You can use python-aristaproto to generate pydantic based models, using
pydantic dataclasses. This means the results of the protobuf unmarshalling will
be typed checked. The usage is the same, but you need to add a custom option
when calling the protobuf compiler:

```sh
protoc -I . --python_aristaproto_opt=pydantic_dataclasses --python_aristaproto_out=lib example.proto
```

With the important change being `--python_aristaproto_opt=pydantic_dataclasses`. This will
swap the dataclass implementation from the builtin python dataclass to the
pydantic dataclass. You must have pydantic as a dependency in your project for
this to work.

## Development

### Requirements

- Python (3.9 or higher)

- [poetry](https://python-poetry.org/docs/#installation)
  *Needed to install dependencies in a virtual environment*

- [poethepoet](https://github.com/nat-n/poethepoet) for running development tasks as defined in pyproject.toml
  - Can be installed to your host environment via `pip install poethepoet` then executed as simple `poe`
  - or run from the poetry venv as `poetry run poe`

### Setup

```sh
# Get set up with the virtual env & dependencies
poetry install -E compiler

# Activate the poetry environment
poetry shell
```

### Code style

This project enforces [black](https://github.com/psf/black) python code formatting.

Before committing changes run:

```sh
poe format
```

To avoid merge conflicts later, non-black formatted python code will fail in CI.

### Tests

There are two types of tests:

1. Standard tests
2. Custom tests

#### Standard tests

Adding a standard test case is easy.

- Create a new directory `aristaproto/tests/inputs/<name>`
  - add `<name>.proto`  with a message called `Test`
  - add `<name>.json` with some test data (optional)

It will be picked up automatically when you run the tests.

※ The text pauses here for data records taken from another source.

PR #2151, opened 2025-01-23
fix(artifacthub): remove artifacthub category

castrojo:
This category doesn't exist, we need to remove it or it fails to ingest in ah.


castrojo:
I don't understand how I broke the just file by removing these 2 lines?

p5 (approved):

ledif:
The `just check` has been wonky lately. It doesn't help that there's a mismatch of versions between what is shipped in the images and what we use to validate our justfiles in the GH actions.

castrojo:
I'm assuming there's version skew between just in fedora and just-the-action?

ledif:
Try pulling in the changes to Justfile here: https://github.com/ublue-os/aurora/pull/144/files.

m2Giles:
You didn't. The formatter is slightly different on the newest version of just (which is used during the action) compared to what we have from fedora repos.

PR #267, opened 2026-05-21
storcli.py: Handle non existent status better

ChristianTackeGSI:
Some controllers (like the SAS9300-8i) do not have a "Controller Status" attribute at all.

- See also: [Standard Tests Development Guide](tests/README.md)

#### Custom tests

Custom tests are found in `tests/test_*.py` and are run with pytest.

#### Running

Here's how to run the tests.

```sh
# Generate assets from sample .proto files required by the tests
poe generate
# Run the tests
poe test
```

To run tests as they are run in CI (with tox) run:

```sh
poe full-test
```

### (Re)compiling Google Well-known Types

Betterproto includes compiled versions for Google's well-known types at [src/aristaproto/lib/google](src/aristaproto/lib/google).
Be sure to regenerate these files when modifying the plugin output format, and validate by running the tests.

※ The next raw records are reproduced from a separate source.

PR #270, opened 2026-08-10
Add name mapping table for smart attrs

deajan:
Some SSD vendors decided that `percent_lifetime_remain` would be called `ssd_life_left`. Let's use a map table in order to fetch those infos in "standard" format

### DIFF
--- a/smartmon.py
+++ b/smartmon.py
@@ -79,6 +79,11 @@ smart_attributes_whitelist = (
     'workload_minutes',
 )
 
+# Name map table for attributes that have different names depending on SSD vendor
+smart_attributes_map = {
+    "ssd_life_left": "percent_lifetime_remain"
+}
+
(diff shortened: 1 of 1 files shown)


dswarbrick:
The human-friendly names are produced by smartmontools, from a lookup table that maps the attribute ID to a label: https://github.com/mirror/smartmontools/blob/master/drivedb.h

It is not the job of this textfile collector to perform yet another layer of translation. You can propose an addition / modification to the upstream smartmontools, or you can override it locally in your smartd.conf.

deajan:
I see... Thanks for the explanation. Indeed we got smart ID 248 and 235 for the same metric, depending on the vendor.
I guess l I'll go the override route, since changing historic settings won't probably be the best idea to suggest to the smartmontools folks.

Normally, the plugin does not compile any references to `google.protobuf`, since they are pre-compiled. To force compilation of `google.protobuf`, use the option `--custom_opt=INCLUDE_GOOGLE`.

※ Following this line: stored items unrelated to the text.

Issue #311, opened 2020-12-09
Client Keep Alives for mTLS Connections


Matir:
**Is your feature request related to a problem? Please describe.**
If the Sliver server (or an intermediate proxy) loses its connection states, the Sliver implant does not notice until the connection returns EOF.  This will not happen if no traffic is flowing because the socket will not get a RST until a packet is sent.

**Describe the solution you'd like**
Adding client-side keepalives to the TCP Socket used for mTLS would allow the client to notice the connection has failed.

**Describe alternatives you've considered**
Protocol level keepalives.  Seems silly, but I considered it!

I'm happy to send a PR with a proposed implementation if this makes sense.

moloch--:
Honestly, I think the easiest way to implement this is with the existing `ping` command and calling it on an interval from the server for mTLS sessions --I've also thought about implementing something like this, as mTLS connections are also marked as "DEAD" when they're not since no message has been sent/recv'd even though the underlying TCP connection is still open.

The advantage of using the server to call `ping` is that we can adjust the intervals without needing to recompile/reconfig the implant.

moloch--:
Oh wait, we need the client to detect the failure, should've read closer, yea makes sense to implement it on the client/implant-side.

Though we may want to do it from both ends if no message has been received on a certain interval, that way both can detect the connection has died.

moloch--:
Fixed in `stage`

Issue #300, opened 2020-11-17
Feature Request - Forward Pivots


mubix:
Many times if you have the ability to connect to a remote host (WMI, SMB etc) that firewall will allow something like a Named Pipe inbound, but many times, the reverse is not true. The client (where the sliver is running on) could have the firewall on or just not have a good round for the server/target to connect back to (as in the case of a VPN client). Having forward connecting pivots would help in this case.

SanderUbink:
Are there any updates on this? It's a very relevant feature that seems trivial to implement, given that the implants already ship with the SMB listener in them.

Issue #299, opened 2020-11-17
Static Proxy Server in HTTP/S (MTLS?) Binaries


mubix:
Sometimes when executing in scenarios where a static proxy is set for users the same cannot be said for NT AUTHORITY users on Windows systems, like SYSTEM / LOCAL SERVICE. In these cases the binaries may not be able to call out. Having the ability to statically set proxy settings would remediate this scenario.

moloch--:
We can certainly implement this for HTTP/S, however the mTLS protocol relies on a direct TCP connection, in theory if there were a TCP proxy we could use it but I think it's pretty rare to find a raw TCP proxy in a client env.

Issue #265, opened 2020-10-07
Feature Request - Port Scan


mubix:
1) It would be nice to be able to port sweep a range: `portscan -p 3389 -r 192.168.0.0/24`
2) It would be nice to be able to port scan an ip address: `portscan -p 1-1024 -r 192.168.1.100`

PR #320, opened 2021-01-17
Comm System (Networking subsystem across clients, server, implants)

maxlandon:
# Comm System

A kind of big pull request, aiming to mock a `Comm System` (grossly, the ability to use a pseudo Go `net` package that is actually working from any implant, for most transport/application protocols). This system grossly/remotely ressembles the  Metasploit concept of `Comm Subsystem`.

The **main objective of this precise commit is not to show a perfectly working Comm system** for all and any C2 transport/application protocol, nor under all and any situation, but rather to show the implications of such an architecture on the versatility of implant C2 combinations available with a bit of further work. Also, this Pull Request **does not aim to be merged with `master`**, but instead just to add a new branch available to work on.

Also, considering the number of breaking changes, and the fair amount of code rewriting (especially considering the sliver code for starting up the transports), I do expect that this code should "sink in" a bit before being merged anywhere.
 
## Contents & Features
- **SSH-based connection** multiplexing and management. SSH encryption uses **Mutual TLS authentication for clients & implants**.
- **Use-as-Library Comm API**: `Dial()`, `Listen()` functions for TCP and UDP protocols. These functions will and can be used in many ways: scans, C2 listeners for any protocol stack, dialers enabling to do bind C2 implants.
- Comm System adapted for clients (may soon be able to use full proxies, Socks/TCP/UDP,etc)
- **Bind/Reverse TCP/UDP port forwarders** for client consoles, with `portfwd` `open|print|close`, with `--options`.
- **Network routes**, managable from consoles, enforce server-wide address resolution when Comm API functions are used. Commands are `route` `add|remove|print`, with `--options`.
- **Some dialers** with predefined timeouts, and contexts.
- All connections based through the Comm API **LIBRARY** are context-based (client port forwarders are not).
- **Integrated Windows Named Pipes** with Dial() and Listen() functions, thus defacto SSH-encrypted/authenticated.
- Correctly compiles, for now, only unobfuscated, for all 3 operating systems.

## New packages and Dependencies
- The [Client comm package](https://github.com/maxlandon/sliver/tree/Comm/client/comm)
- The [Server comm package](https://github.com/maxlandon/sliver/tree/Comm/server/comm)
- The [Implant comm package](https://github.com/maxlandon/sliver/tree/Comm/sliver/comm)
- The [Protobuf definitions package](https://github.com/maxlandon/sliver/tree/Comm/protobuf/commpb) used by the 3 above.

Other modified package grossly includes:
- Client `command` with port forwarders and routes commands.
- Server `generate` for including SSH key fingerprints to compiled implants.
- Sliver `transports`, heavily modified with a new `Transport` type and startup model.
- Server assets, for embedding new dependencies, and for modified client configuration files.

New dependencies:
- The implant makes uses of `github.com/djherbis/nio/` package for buffered Pipes (used by the Tunnel, see Improvements).
- The implant makes use of `google.org/x/crypto/` packages for the SSH multiplexing infrastructure.
- The server includes the `github.com/lucas-clemente/quic-go` module, as part of yet unfunctional QUIC support.

## Important Notes:
1) **Before anything else:**
- It's strongly advised to carefully read all client/server/sliver `comm` package READMEs. Starting from the server's might be best.
- Following the previous advice, it should be fairly easy to make a bit of sense of my ugly code.
- It is also strongly advised to it while toying around with a server and a few implants.

2) **Before compiling:**
- New dependencies have been added to the implant, so make sure you run `./go-assets.sh`first.
- There is an issue with the client embedding the server `assets` package, I guess its linked to encoders being used. Not solved yet.

3) **Before running:**
- **IMPORTANT**: Many breaking changes in the implant, the server and the console, including files saved (like configs, implant sources, etc). **Make sure you run the server in a clean environment**.
- Client: configurations now include the server fingerprint, so old configurations won't work.

4) **Before considering further merges anywhere:**
- Some files related to still unworking/unimplemented features have been added (transports RPC, QUIC dialers/listeners). They do not have an incidence on the overall system for now, but know they're here.
- The implant has 3 new package dependencies: the Google crypto/ repository, and two packages for buffered pipes used by the Comm RPC Tunnel (see server's or implant's `tunnel.go` file). Again, everything works here.

## Security Guidelines Notes
I have carefully read the Contributing Guidelines, and instead of ticking them all here at the risk of lying, I will note those where I have a doubt on my work:
- **Use of** `CGO`: while I don't import it myself, I have not gone through the entire Google crypto/ repo to check.
- **Commit messages**: While I have attached some lengthy descriptions to some commits, there has been so many changes around that I don't really advise going through them this way. The READMEs and peaceful reading of the code should be enough. 
- **Commented code**: Lots of comments and useless ones in my code. Please feel free to delete some if it bothers.
- **Encryption algorithms used**: The SSH Comm performs Mutual TLS authentication with the OperatorCA for clients, and the ImplantCA for sessions Comms.

## Bugs / Caveats to be fixed
 -> All custom RPC-based Tunnel `Read(), Write()` operations are logged. This makes the log file noisy, but at this stage needed.
 -> The server starts burning when a Comm listener is stopped (via job kill)
 -> The way the Sliver HTTPS C2 works, sometimes the connection is detected as if the session was already existing, and therefore the Comm does not set itself up.
 -> Test for faster data dispatching from/to Comm tunnel
 -> Get rid of `nio/buffer` and `nio/pipe` packages, at least on implant. These packages are necessary in order for the Comm tunnel not to exit on a Read().
 -> Make a `String()` function for forwarders, handlers, etc, everywhere.
-> I just realized that obfuscated implants don't compile, because of some google.org/x/crypto/ssh constant types...

## Possible Improvements
- Currently all Comm sessions are created and running on top of a custom Tunnel, but this is a bit slow because of either the C2 stack used (DNS/HTTPS), or because of the current code that processes incoming/outgoing RPC messages. It would be great to have a function to set up an implant Comm out of any net.Conn, without going through a Session registration first.
 - Unified logging system: per session &|| per comm &|| per connection, with different files.

## Further Features Possibilities

The Comm system might help to solve all questions/features requests. I referenced all opened tickets that are related to the following:

### Proxies, port forwarders
- Remains to be added Socks5 & UDP proxies that would be tied in/to the client `comm` package. Interfacing should be pretty straightforward, although we might need to copy a bit of the server comm API into the client. See #15, 

### C2 transports
- Because we can now both Dial and Listen, we can also make commands like `mtls dial host:port` or `quic listen host:port`, with automatic routing depending on available client & or server routes (distinction not yet implemented).
See #300, and also (less related) #311 for keep alives that could be implemented directly through the Comms.
- This branch includes QUIC DialSliver() and ListenSliver() functions. See #56.
- Now that UDP can be routed from the implant back to the server, one could replicate the HTTPS C2 to HTTP3.
See #299, 

### Usages for the Comm API functions 
- Many use cases for functions of the server Comm package (`DialTCP()`, `DialUDP()`, `ListenTCP()`, `ListenPacket()`, dialers, etc.)
See #265, 

## Brief examples of commands:

To start a listener on an implant, able to register a session (you will notice that the process is very similar to Metasploit): 
- Generate and start an implant.
- Add a network route with one of these command, optionally specifying the session. Let's say the implant has an interface with the following address:
```
route add --network 192.168.0.1/32
route add --network 192.168.0.1/32 --session-id 1
```
- Start a MTLS listener (others are not yet completely wired with the C2, to come very soon).
```
mtls --server 192.168.0.23 --lport 1443
```
- Start the implant, generated with `generate --mtls 192.168.0.23:1443 --debug`. YOU NEED the --debug flag, as the obfuscated implant don't compile for now. Notice that there is no difference between pivoted implants and those who are not. 
- Wait for the implant to register.
- Test client port forwarders on any sessions with the following commands:
```
portfwd open --rport 2020 --lport 2010                                // Direct & TCP by default, rhost/lhost default at 0.0.0.0
portfwd open --reverse --rhost 127.0.0.1 --rport 2036 --lport 1995    // Reverse TCP
portfwd open --protocol udp --rport 1945                              // Direct UDP,  with the only required value: the remote port
portfwd open --reverse --protocol udp --rport 2077                   // Reverse UDP
portfwd open --rport 2020 --session-id 2                              // If no active session, assign to one via options.
```

## Last Notes
- I should be able to dedicate approximately 15 to 20 hours of my time to this project until June. If there is any wish, priorities that fall into the scope of my meager skills, I can help.
- I have a fairly working Module system that is based on a quickly compilable binary containing a thin gRPC server and all module packages that you'd like to include. Again, works similarly to the Metasploit `Exploit` model, with drivers coordinating everything. The only issue is I did it server side, and thus no respecting the **no code exec on server**. I will work a bit to transpose it to the client.
- I have also a fairly working console with much more advanced features: See #41, #244,
       - A completion system years ahead of the current one (a mini ZSH-like engine) for many, many things (options, arguments, contexts, paths, addresses, IDs, environment variables, etc). 
       - More advanced prompt system, depending on the context and various elements.
       - Different history searches (user-wide and client-wide)
       - Other stuffs I can't remember...
 - As part of all these side works, I also have a fairly working setup for interfacing the `loggrus.Loggers` to client consoles, sending them only their appropriated content. These loggers can be passed around and perform any filtering. This could be used to have a global `log` command, like `log c2 debug` or `log proxy info`, or `log module trace`, controlling the output of many components, individually.
 
Looking forward for any feedback. and hoping this contribution will be useful in any way.


moloch--:
Hey Max, this looks really cool give us some time to dig into the changes!

moloch--:
Closing due to age, but many of these ideas have found their way into the current tunnels and we'd certainly like to expand on some of the other stuff outlined here in the future.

Assuming your `google.protobuf` source files (included with all releases of `protoc`) are located in `/usr/local/include`, you can regenerate them as follows:

```sh
protoc \
    --plugin=protoc-gen-custom=src/aristaproto/plugin/main.py \
    --custom_opt=INCLUDE_GOOGLE \
    --custom_out=src/aristaproto/lib \
    -I /usr/local/include/ \
    /usr/local/include/google/protobuf/*.proto
```

## License

Copyright 2023 Arista Networks

Copyright 2019-2023 Daniel G. Taylor

This software is free to use under the MIT license. See the [LICENSE](./LICENSE.md) file for license text.